## [Required work]
Please restate each entry word for word.

^^^^^^^^

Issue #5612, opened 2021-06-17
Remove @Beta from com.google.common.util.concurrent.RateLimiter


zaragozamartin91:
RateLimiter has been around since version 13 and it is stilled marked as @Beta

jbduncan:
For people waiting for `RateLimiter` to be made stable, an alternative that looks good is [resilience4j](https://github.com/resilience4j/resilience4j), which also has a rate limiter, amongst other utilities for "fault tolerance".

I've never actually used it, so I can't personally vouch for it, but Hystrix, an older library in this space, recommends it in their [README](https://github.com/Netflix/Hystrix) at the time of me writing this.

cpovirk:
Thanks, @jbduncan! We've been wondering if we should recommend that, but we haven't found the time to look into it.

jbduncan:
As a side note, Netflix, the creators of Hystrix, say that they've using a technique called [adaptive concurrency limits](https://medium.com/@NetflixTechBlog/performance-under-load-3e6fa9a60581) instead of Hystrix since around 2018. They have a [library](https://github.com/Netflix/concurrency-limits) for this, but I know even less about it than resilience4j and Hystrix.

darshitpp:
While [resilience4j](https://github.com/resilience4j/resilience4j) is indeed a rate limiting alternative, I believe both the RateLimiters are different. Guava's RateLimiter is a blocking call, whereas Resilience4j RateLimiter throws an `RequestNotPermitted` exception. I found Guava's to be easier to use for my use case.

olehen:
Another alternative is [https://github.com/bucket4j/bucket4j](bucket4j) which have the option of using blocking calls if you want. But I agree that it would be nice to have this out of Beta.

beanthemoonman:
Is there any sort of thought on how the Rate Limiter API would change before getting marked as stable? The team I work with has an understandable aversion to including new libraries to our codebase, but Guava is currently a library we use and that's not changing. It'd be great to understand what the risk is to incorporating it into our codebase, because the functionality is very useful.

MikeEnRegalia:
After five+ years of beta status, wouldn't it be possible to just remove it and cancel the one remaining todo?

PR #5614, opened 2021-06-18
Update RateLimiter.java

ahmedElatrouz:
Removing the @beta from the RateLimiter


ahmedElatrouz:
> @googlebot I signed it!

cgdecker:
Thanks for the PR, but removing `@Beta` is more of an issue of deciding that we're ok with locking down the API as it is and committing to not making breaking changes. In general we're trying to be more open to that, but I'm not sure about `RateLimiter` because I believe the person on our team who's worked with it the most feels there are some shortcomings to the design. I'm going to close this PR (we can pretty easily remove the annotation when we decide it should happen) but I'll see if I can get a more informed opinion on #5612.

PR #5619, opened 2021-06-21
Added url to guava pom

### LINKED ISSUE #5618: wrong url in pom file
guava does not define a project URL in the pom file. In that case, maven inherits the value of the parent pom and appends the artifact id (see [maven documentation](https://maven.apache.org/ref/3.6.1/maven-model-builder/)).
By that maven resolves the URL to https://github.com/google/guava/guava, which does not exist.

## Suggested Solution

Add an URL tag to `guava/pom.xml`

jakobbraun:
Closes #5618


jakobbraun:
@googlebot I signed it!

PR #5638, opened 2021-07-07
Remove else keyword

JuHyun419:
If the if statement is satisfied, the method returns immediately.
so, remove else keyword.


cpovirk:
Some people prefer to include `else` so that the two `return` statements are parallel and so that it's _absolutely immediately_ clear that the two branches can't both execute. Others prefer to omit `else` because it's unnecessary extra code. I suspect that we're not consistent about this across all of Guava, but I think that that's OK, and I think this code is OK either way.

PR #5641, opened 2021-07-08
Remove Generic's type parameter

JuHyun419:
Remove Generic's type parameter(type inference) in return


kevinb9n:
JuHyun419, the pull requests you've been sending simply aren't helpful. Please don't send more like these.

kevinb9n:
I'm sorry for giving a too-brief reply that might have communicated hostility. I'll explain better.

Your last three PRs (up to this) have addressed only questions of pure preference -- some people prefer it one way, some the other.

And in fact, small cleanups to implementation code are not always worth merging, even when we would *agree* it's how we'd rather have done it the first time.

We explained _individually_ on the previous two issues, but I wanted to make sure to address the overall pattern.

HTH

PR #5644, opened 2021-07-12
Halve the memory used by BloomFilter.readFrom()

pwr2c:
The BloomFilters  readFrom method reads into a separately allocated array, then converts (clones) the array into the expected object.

^^^^^^^^

## [Task solution]
Issue #5612, opened 2021-06-17
Remove @Beta from com.google.common.util.concurrent.RateLimiter


zaragozamartin91:
RateLimiter has been around since version 13 and it is stilled marked as @Beta

jbduncan:
For people waiting for `RateLimiter` to be made stable, an alternative that looks good is [resilience4j](https://github.com/resilience4j/resilience4j), which also has a rate limiter, amongst other utilities for "fault tolerance".

I've never actually used it, so I can't personally vouch for it, but Hystrix, an older library in this space, recommends it in their [README](https://github.com/Netflix/Hystrix) at the time of me writing this.

cpovirk:
Thanks, @jbduncan! We've been wondering if we should recommend that, but we haven't found the time to look into it.

jbduncan:
As a side note, Netflix, the creators of Hystrix, say that they've using a technique called [adaptive concurrency limits](https://medium.com/@NetflixTechBlog/performance-under-load-3e6fa9a60581) instead of Hystrix since around 2018. They have a [library](https://github.com/Netflix/concurrency-limits) for this, but I know even less about it than resilience4j and Hystrix.

darshitpp:
While [resilience4j](https://github.com/resilience4j/resilience4j) is indeed a rate limiting alternative, I believe both the RateLimiters are different. Guava's RateLimiter is a blocking call, whereas Resilience4j RateLimiter throws an `RequestNotPermitted` exception. I found Guava's to be easier to use for my use case.

olehen:
Another alternative is [https://github.com/bucket4j/bucket4j](bucket4j) which have the option of using blocking calls if you want. But I agree that it would be nice to have this out of Beta.

beanthemoonman:
Is there any sort of thought on how the Rate Limiter API would change before getting marked as stable? The team I work with has an understandable aversion to including new libraries to our codebase, but Guava is currently a library we use and that's not changing. It'd be great to understand what the risk is to incorporating it into our codebase, because the functionality is very useful.

MikeEnRegalia:
After five+ years of beta status, wouldn't it be possible to just remove it and cancel the one remaining todo?

PR #5614, opened 2021-06-18
Update RateLimiter.java

ahmedElatrouz:
Removing the @beta from the RateLimiter


ahmedElatrouz:
> @googlebot I signed it!

cgdecker:
Thanks for the PR, but removing `@Beta` is more of an issue of deciding that we're ok with locking down the API as it is and committing to not making breaking changes. In general we're trying to be more open to that, but I'm not sure about `RateLimiter` because I believe the person on our team who's worked with it the most feels there are some shortcomings to the design. I'm going to close this PR (we can pretty easily remove the annotation when we decide it should happen) but I'll see if I can get a more informed opinion on #5612.

PR #5619, opened 2021-06-21
Added url to guava pom

### LINKED ISSUE #5618: wrong url in pom file
guava does not define a project URL in the pom file. In that case, maven inherits the value of the parent pom and appends the artifact id (see [maven documentation](https://maven.apache.org/ref/3.6.1/maven-model-builder/)).
By that maven resolves the URL to https://github.com/google/guava/guava, which does not exist.

## Suggested Solution

Add an URL tag to `guava/pom.xml`

jakobbraun:
Closes #5618


jakobbraun:
@googlebot I signed it!

PR #5638, opened 2021-07-07
Remove else keyword

JuHyun419:
If the if statement is satisfied, the method returns immediately.
so, remove else keyword.


cpovirk:
Some people prefer to include `else` so that the two `return` statements are parallel and so that it's _absolutely immediately_ clear that the two branches can't both execute. Others prefer to omit `else` because it's unnecessary extra code. I suspect that we're not consistent about this across all of Guava, but I think that that's OK, and I think this code is OK either way.

PR #5641, opened 2021-07-08
Remove Generic's type parameter

JuHyun419:
Remove Generic's type parameter(type inference) in return


kevinb9n:
JuHyun419, the pull requests you've been sending simply aren't helpful. Please don't send more like these.

kevinb9n:
I'm sorry for giving a too-brief reply that might have communicated hostility. I'll explain better.

Your last three PRs (up to this) have addressed only questions of pure preference -- some people prefer it one way, some the other.

And in fact, small cleanups to implementation code are not always worth merging, even when we would *agree* it's how we'd rather have done it the first time.

We explained _individually_ on the previous two issues, but I wanted to make sure to address the overall pattern.

HTH

PR #5644, opened 2021-07-12
Halve the memory used by BloomFilter.readFrom()

pwr2c:
The BloomFilters  readFrom method reads into a separately allocated array, then converts (clones) the array into the expected object.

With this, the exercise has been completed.